[Collection entries]
# # #

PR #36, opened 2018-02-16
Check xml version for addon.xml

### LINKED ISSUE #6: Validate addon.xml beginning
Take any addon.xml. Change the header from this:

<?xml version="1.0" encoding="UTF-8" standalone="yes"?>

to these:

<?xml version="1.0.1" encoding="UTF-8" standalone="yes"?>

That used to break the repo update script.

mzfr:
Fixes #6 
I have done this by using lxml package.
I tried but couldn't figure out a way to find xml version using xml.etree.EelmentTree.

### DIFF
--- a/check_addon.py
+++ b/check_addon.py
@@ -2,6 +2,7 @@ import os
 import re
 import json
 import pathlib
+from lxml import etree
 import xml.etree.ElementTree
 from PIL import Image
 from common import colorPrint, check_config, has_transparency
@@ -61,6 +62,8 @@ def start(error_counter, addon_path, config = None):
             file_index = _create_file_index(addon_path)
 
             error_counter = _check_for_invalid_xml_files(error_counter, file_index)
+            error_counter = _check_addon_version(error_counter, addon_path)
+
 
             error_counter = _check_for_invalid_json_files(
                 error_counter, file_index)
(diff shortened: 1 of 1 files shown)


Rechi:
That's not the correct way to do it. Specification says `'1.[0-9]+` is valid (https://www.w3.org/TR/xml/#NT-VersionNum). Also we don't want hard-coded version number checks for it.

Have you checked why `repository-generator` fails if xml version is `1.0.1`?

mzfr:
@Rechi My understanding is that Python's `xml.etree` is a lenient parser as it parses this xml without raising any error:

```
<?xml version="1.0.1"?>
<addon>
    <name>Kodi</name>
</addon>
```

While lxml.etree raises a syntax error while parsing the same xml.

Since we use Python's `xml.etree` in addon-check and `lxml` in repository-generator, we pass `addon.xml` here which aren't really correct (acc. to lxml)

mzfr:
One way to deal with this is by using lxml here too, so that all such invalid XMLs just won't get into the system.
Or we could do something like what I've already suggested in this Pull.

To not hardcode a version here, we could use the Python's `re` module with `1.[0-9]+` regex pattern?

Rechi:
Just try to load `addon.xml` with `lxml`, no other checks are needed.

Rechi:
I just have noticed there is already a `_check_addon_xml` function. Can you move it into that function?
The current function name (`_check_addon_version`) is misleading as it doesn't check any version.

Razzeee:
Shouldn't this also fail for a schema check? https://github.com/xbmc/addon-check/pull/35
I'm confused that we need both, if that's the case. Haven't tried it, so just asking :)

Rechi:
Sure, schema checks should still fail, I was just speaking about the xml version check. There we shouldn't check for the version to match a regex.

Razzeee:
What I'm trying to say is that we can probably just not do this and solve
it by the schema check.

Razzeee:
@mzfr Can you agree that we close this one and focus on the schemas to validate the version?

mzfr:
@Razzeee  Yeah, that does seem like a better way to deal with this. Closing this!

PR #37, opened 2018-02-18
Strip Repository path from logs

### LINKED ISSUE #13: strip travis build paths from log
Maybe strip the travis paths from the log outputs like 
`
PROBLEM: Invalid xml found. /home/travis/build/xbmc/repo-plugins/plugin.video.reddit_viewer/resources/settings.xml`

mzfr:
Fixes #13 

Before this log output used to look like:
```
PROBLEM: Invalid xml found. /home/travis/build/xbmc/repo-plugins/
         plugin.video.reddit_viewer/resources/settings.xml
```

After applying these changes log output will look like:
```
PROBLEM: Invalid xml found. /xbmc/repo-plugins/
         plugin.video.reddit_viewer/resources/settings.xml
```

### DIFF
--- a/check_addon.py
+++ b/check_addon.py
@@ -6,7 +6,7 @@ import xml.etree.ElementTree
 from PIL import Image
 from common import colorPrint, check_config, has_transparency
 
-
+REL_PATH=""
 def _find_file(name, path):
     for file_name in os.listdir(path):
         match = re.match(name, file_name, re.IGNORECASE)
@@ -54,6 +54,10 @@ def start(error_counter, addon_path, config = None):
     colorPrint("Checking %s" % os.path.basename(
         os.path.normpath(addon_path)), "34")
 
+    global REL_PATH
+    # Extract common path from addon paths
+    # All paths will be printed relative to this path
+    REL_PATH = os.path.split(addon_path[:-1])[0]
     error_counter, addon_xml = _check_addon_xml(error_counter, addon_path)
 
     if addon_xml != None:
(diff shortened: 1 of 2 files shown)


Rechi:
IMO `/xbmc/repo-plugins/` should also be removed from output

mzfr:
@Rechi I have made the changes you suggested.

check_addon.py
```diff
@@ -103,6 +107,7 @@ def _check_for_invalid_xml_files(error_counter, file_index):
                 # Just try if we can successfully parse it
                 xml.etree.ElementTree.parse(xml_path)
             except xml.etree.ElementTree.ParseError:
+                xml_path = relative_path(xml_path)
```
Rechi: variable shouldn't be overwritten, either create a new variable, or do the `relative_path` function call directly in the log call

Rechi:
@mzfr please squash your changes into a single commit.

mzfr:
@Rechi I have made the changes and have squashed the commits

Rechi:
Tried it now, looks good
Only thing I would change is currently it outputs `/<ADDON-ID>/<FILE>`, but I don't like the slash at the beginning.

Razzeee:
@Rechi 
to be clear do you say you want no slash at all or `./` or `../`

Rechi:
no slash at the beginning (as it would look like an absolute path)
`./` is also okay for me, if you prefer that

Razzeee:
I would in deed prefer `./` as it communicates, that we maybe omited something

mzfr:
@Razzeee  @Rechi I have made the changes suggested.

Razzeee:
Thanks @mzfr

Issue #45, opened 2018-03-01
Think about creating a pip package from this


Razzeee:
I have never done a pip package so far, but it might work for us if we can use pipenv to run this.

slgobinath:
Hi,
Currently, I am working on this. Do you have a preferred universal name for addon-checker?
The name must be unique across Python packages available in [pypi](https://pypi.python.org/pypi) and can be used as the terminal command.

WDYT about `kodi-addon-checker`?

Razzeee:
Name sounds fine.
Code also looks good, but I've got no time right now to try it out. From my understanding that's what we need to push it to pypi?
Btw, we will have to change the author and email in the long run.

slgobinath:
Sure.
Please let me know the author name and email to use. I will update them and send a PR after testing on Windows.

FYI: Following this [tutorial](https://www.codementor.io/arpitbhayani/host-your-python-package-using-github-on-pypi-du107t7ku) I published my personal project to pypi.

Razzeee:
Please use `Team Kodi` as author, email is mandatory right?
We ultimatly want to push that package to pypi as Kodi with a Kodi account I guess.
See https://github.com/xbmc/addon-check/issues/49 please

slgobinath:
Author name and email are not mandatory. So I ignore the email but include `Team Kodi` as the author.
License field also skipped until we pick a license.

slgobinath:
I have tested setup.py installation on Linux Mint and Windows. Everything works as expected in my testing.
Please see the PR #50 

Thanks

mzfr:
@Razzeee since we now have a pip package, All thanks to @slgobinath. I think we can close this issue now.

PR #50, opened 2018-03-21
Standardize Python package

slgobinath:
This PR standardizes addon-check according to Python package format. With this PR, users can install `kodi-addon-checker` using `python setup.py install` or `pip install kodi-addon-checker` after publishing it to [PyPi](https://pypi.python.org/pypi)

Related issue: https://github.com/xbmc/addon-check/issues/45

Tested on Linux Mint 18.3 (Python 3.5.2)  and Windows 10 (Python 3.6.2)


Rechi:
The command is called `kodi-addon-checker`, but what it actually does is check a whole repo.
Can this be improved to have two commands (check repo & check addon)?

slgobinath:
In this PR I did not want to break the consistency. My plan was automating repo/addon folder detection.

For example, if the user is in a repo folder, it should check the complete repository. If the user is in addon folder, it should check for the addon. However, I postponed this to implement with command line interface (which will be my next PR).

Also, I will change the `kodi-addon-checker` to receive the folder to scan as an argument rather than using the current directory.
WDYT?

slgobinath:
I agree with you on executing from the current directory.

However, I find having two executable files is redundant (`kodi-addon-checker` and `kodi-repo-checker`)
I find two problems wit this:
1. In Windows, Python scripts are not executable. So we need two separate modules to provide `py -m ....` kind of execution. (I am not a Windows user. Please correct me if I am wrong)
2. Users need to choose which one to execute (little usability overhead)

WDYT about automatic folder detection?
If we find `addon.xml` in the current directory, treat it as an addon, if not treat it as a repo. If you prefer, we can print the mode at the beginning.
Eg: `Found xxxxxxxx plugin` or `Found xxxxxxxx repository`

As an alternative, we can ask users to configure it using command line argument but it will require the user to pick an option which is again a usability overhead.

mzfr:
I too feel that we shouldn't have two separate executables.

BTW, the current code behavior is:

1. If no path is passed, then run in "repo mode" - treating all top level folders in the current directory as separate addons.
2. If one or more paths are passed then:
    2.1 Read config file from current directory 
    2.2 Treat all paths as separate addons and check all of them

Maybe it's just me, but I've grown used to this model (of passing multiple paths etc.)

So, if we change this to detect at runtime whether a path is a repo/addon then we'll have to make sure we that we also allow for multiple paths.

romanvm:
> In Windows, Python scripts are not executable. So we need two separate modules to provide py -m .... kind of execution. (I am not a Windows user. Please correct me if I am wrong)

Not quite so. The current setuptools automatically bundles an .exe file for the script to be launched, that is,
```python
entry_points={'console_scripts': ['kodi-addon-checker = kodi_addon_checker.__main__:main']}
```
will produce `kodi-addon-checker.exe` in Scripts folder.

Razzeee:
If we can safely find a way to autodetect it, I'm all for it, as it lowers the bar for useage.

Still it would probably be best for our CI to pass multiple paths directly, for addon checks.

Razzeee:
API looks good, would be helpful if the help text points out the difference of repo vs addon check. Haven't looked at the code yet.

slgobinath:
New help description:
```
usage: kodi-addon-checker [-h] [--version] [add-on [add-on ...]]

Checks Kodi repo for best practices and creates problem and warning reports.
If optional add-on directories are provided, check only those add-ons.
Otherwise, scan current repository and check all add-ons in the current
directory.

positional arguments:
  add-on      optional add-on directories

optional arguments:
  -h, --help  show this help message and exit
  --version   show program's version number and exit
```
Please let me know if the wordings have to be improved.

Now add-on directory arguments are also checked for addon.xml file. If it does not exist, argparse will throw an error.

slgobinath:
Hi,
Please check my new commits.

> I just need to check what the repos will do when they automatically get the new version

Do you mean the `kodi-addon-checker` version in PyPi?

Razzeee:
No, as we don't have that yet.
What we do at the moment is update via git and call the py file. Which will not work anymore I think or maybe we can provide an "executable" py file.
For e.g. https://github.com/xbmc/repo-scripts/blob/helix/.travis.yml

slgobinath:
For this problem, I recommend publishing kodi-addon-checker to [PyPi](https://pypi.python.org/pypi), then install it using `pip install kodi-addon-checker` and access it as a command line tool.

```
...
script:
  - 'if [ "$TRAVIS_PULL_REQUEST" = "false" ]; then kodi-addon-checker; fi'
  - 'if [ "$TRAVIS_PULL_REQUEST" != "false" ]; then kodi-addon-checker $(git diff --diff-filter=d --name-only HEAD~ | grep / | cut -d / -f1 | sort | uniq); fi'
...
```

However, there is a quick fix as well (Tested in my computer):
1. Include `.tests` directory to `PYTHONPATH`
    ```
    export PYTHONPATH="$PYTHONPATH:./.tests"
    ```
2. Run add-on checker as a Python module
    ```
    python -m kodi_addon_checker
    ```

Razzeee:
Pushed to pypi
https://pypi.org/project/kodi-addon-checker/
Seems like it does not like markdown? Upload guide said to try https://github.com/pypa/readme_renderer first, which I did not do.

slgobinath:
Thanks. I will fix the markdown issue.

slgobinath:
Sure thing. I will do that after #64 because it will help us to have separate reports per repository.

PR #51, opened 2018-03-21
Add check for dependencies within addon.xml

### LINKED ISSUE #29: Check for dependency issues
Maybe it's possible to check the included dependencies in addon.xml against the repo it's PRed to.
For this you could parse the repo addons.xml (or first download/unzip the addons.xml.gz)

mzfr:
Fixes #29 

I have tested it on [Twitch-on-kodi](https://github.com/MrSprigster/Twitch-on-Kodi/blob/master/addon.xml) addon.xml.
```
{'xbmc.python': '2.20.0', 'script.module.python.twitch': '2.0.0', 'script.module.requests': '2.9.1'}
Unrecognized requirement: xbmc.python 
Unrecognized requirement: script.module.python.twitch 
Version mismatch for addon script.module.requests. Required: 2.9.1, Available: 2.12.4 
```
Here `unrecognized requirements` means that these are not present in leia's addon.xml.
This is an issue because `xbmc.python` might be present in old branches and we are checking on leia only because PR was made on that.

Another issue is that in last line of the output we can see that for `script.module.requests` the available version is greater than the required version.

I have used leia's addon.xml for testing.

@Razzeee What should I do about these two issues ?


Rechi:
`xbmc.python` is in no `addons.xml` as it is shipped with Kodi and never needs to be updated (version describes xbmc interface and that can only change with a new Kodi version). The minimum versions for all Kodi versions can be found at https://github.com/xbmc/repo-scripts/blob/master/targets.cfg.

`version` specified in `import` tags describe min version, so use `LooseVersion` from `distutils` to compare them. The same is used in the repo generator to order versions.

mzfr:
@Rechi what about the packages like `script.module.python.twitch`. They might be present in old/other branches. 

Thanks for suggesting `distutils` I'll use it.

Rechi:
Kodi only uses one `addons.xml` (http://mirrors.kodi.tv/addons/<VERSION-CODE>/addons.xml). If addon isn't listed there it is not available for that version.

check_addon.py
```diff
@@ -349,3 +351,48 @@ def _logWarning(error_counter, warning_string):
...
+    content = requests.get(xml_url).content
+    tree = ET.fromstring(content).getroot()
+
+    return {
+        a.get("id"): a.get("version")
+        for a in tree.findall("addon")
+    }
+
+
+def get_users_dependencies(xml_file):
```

# # #

» **EXERCISE BRIEF**: Return word for word the lines above from the line with "changes you suggested." to the line with "Currently, I am", including both and leaving out all others.

» **EXPECTED ANSWER**:
@Rechi I have made the changes you suggested.

check_addon.py
```diff
@@ -103,6 +107,7 @@ def _check_for_invalid_xml_files(error_counter, file_index):
                 # Just try if we can successfully parse it
                 xml.etree.ElementTree.parse(xml_path)
             except xml.etree.ElementTree.ParseError:
+                xml_path = relative_path(xml_path)
```
Rechi: variable shouldn't be overwritten, either create a new variable, or do the `relative_path` function call directly in the log call

Rechi:
@mzfr please squash your changes into a single commit.

mzfr:
@Rechi I have made the changes and have squashed the commits

Rechi:
Tried it now, looks good
Only thing I would change is currently it outputs `/<ADDON-ID>/<FILE>`, but I don't like the slash at the beginning.

Razzeee:
@Rechi 
to be clear do you say you want no slash at all or `./` or `../`

Rechi:
no slash at the beginning (as it would look like an absolute path)
`./` is also okay for me, if you prefer that

Razzeee:
I would in deed prefer `./` as it communicates, that we maybe omited something

mzfr:
@Razzeee  @Rechi I have made the changes suggested.

Razzeee:
Thanks @mzfr

Issue #45, opened 2018-03-01
Think about creating a pip package from this


Razzeee:
I have never done a pip package so far, but it might work for us if we can use pipenv to run this.

slgobinath:
Hi,
Currently, I am working on this. Do you have a preferred universal name for addon-checker?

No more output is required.